KIRSTEN KOEHLER, Christopher Zuidema, Larissa Stebounova, Sinan Sousan, Alyson Gray, Oliver Stroh, Geb Thomas, Thomas Peters, Johns Hopkins Bloomberg School of Public Health

     Abstract Number: 574
     Working Group: Air Quality Sensors: Low-cost != Low Complexity

Abstract
Occupational exposure assessment is almost exclusively accomplished with personal sampling. However, personal sampling can be burdensome and suffers from low sample sizes, resulting in inadequately characterized workplace exposures. Sensor networks offer the opportunity to measure occupational hazards with a high degree of spatiotemporal resolution. Here, we demonstrate an approach to estimate personal exposure using hazard data from a sensor network.
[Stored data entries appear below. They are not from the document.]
PR #1867, opened 2026-07-20
fix(reconfiguration): don't let never-announcing members force the 3/4-epoch freeze deadline every epoch

### LINKED ISSUE #1866: Freeze gate: carry forward latest validated MPC data; first-half window; don't let never-alive members force the 3/4-epoch deadline every epoch
## Summary

The MPC-data freeze gate re-requires a fresh announcement from **every** next-committee member **every** epoch, even though the announced blob is a deterministic, epoch-free function of the validator's root seed — and its liveness backstop (freeze at 3/4 epoch, silent members dropped) has quietly become the **every-epoch path** on testnet: two permanently-offline committee members make the happy path unreachable, so the network pays the full 6-hour courtesy delay each epoch, and a *continuing* member that misses the window loses a whole epoch of participation despite the network provably holding its validated data.

Three changes are proposed: carry forward the latest validated MPC data, move the announcement window to the first half of the epoch and freeze at mid-epoch + grace, and stop letting never-alive members extend any wait.

## Verified facts (v1.2.1 source + live testnet, epochs 355–357)

1. **The blob is epoch-invariant and deterministic.** `derive_mpc_data_blob(seed: &RootSeed)` (validator_metadata.rs:294) derives the full `ValidatorEncryptionKeysAndProofs` bundle from the root seed alone — no epoch input; determinism is unit-tested. A member's epoch-N blob is byte-identical to its epoch-N+1 blob absent key rotation (which is chain-visible).
2. **The gate waits for everyone, bounded by 3/4 epoch.** `decide_ready_to_finalize` (mpc_data_announcement_sender.rs) withholds ready signals until every V(e+1) member is locally validated, with the `ReadyViaDeadlineMissing` backstop at `epoch_start + 3/4 × duration`. Sound liveness — a silent validator delays but can never block (verified live: epoch 357's freeze fired within minutes of the 18.00h deadline).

We developed a multi-hazard monitor, constructed with low-cost sensors for particulate matter (PM), carbon monoxide (CO), oxidizing gases (OX) and noise (using a sensor developed in-house), and deployed a 40-node network in a heavy-vehicle manufacturing facility. During typical production periods, one-hr mean hazard levels ± standard deviation across all monitors for PM, CO, OX and noise were 0.62 ± 0.2 mg/m3, 7 ± 2 ppm, 155 ± 58 ppb, and 82 ± 1 dBA respectively. Next, we simulated stationary and mobile employees that work at the study site. Network-derived exposure estimates compared favorably to measurements taken with a suite of reference direct-reading instruments deployed to mimic personal sampling but varied by hazard and type of employee. The RMSE between network-derived exposure estimates and reference measurements for mobile employees was 0.15 mg/m3, 1 ppm, 27 ppb, and 3 dBA for PM, CO, O3and noise, respectively. Pearson correlation varied by hazard in the combined time periods of the mobile routines, it was highest for CO (r = 0.66) and lowest for noise (r = 0.39). Correlation between network-derived exposure estimates and reference measurements ranged from 0.39 (noise for mobile employees) to 0.75 (noise for stationary employees). Despite the error observed, the use of sensor networks to estimate personal exposures easily, frequently, and on many people holds promise as a way to complement sparce data obtained with traditional personal sampling.